Download or read book English Church Monuments to 1750 written by David Leonard Carrington and published by . This book was released on 2000 with total page 0 pages. Available in PDF, EPUB and Kindle. Book excerpt:

Book Death  Religion  and the Family in England  1480 1750

Download or read book Death Religion and the Family in England 1480 1750 written by Ralph Anthony Houlbrooke and published by Oxford University Press. This book was released on 2000 with total page 460 pages. Available in PDF, EPUB and Kindle. Book excerpt: This volume examines the effects of religious change on the English way of death between 1480 and 1750. It discusses relatively neglected aspects of the subject such as the death-bed, will-making and the last rites.

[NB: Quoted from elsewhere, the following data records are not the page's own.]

PR #3708, opened 2019-02-20
Feature/landsat tiles refactor

blayhem:
## Overview

This PR uses the new landsat endpoint to fetch the tiles instead of manually calculating it for zoom values greater than 11.

### DIFF
--- a/app/javascript/components/maps/map/index.js
+++ b/app/javascript/components/maps/map/index.js
@@ -18,8 +18,7 @@ const actions = {
 class MapContainer extends PureComponent {
   static propTypes = {
     basemap: PropTypes.object,
-    mapOptions: PropTypes.object,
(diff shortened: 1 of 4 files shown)


app/javascript/components/maps/map/index.js
```diff
@@ -34,16 +33,21 @@ class MapContainer extends PureComponent {
...
+      layerBbox
     } = this.props;
 
     // update landsat basemap when changing zoom
-    if (basemap.value === 'landsat' && zoom !== prevProps.zoom) {
-      setLandsatBasemap({
-        basemap,
-        year: basemap.year,
-        zoom
+    if (
```
edbrett: If the zoom is now part of the url and is fetched from the service I don't think this is still needed?

PR #3722, opened 2019-03-15
Feature: cookies banner

blayhem:
## Overview

This PR features a WIP cookies banner (currently displaying only on the G&F page), using `localStorage` in the same way as the map helper.


app/javascript/components/cookies/index.js
```diff
@@ -0,0 +1,10 @@
+import { connect } from 'react-redux';
+import Component from './component';
+
+const mapStateToProps = ({ modalContactus, modalNewsletter }) => ({
```
edbrett: This is copied and not needed.

app/javascript/components/cookies/component.jsx
```diff
@@ -0,0 +1,42 @@
...
+
+import './styles.scss';
+
+class Cookies extends PureComponent {
+  render() {
+    const { agreeCookies } = this.props;
+    return (
+      <div className="c-cookies">
+        <div className="row">
+          <div className="medium-1" />
```
edbrett: This wont work correctly without the column class.

PR #3737, opened 2019-04-02
Feature/refetch button

blayhem:
## Overview

This PR adds a Try Again button to the widgets and the recent imagery settings to force a refetch of the data in case the previous one had failed.


app/javascript/components/maps/main-map/components/recent-imagery/components/recent-imagery-settings/recent-imagery-settings-styles.scss
```diff
@@ -103,6 +103,21 @@
     }
   }
 
+  .refresh .message {
```
edbrett: The only improvement I can think of would be to make this a ui component as you have the same styles and button in two places?

PR #3750, opened 2019-04-23
Feature/ui kit map settings menu

blayhem:
## Overview

This PR features the new redesign of the settings menu in the map, as seen in the GFW mobile map designs and the basecamp thread for the new map settings.


edbrett:
I merged develop as there were some functional changes with how basemaps are now selected (which as a result had changes with the styles). I think some things might have broken slightly in the merge with paddings. Can you review again?

PR #3761, opened 2019-05-07
Feature/sandbox tab

01painadam:
## Overview

Sandbox tab in staging for experimental layers (using Vocabulary with `categoryTab = ['sandbox']`)

## Feature To Do

- Better icon? ¯\\_(ツ)_/¯ 
- Logic to pull all datasets with `categoryTab = ['sandbox']` or `categoryTab = ['test']` and ignore all other items in the vocab list


edbrett:
Doesn't seem to work. Have you created any layers? It needs at least one to render.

Book Stone Conservation  Principles and Practice

Download or read book Stone Conservation Principles and Practice written by Alison Henry and published by Routledge. This book was released on 2015-12-08 with total page 334 pages. Available in PDF, EPUB and Kindle. Book excerpt: Winner of the RIBA Book Award, this important and timely publication brings together contributions from leading stone conservation practitioners. It discusses the philosophical principles on which stone conservation is founded and the need to understand the full history and development of a building before starting work. Other topics covered in this book include consolidation, cleaning, and the replacement of stone; conservation of different stone types, including limestone, sandstone, and marble; problems of dealing with polychrome stone; and finally, issues relating to church monuments and graveyards, taking account of the need for good maintenance and health and safety requirements. The book is illustrated with the authors' own examples of stone conservation in practice. Architects, surveyors and craftsmen involved in the conservation of stone structures will find this both a practical and useful reference work.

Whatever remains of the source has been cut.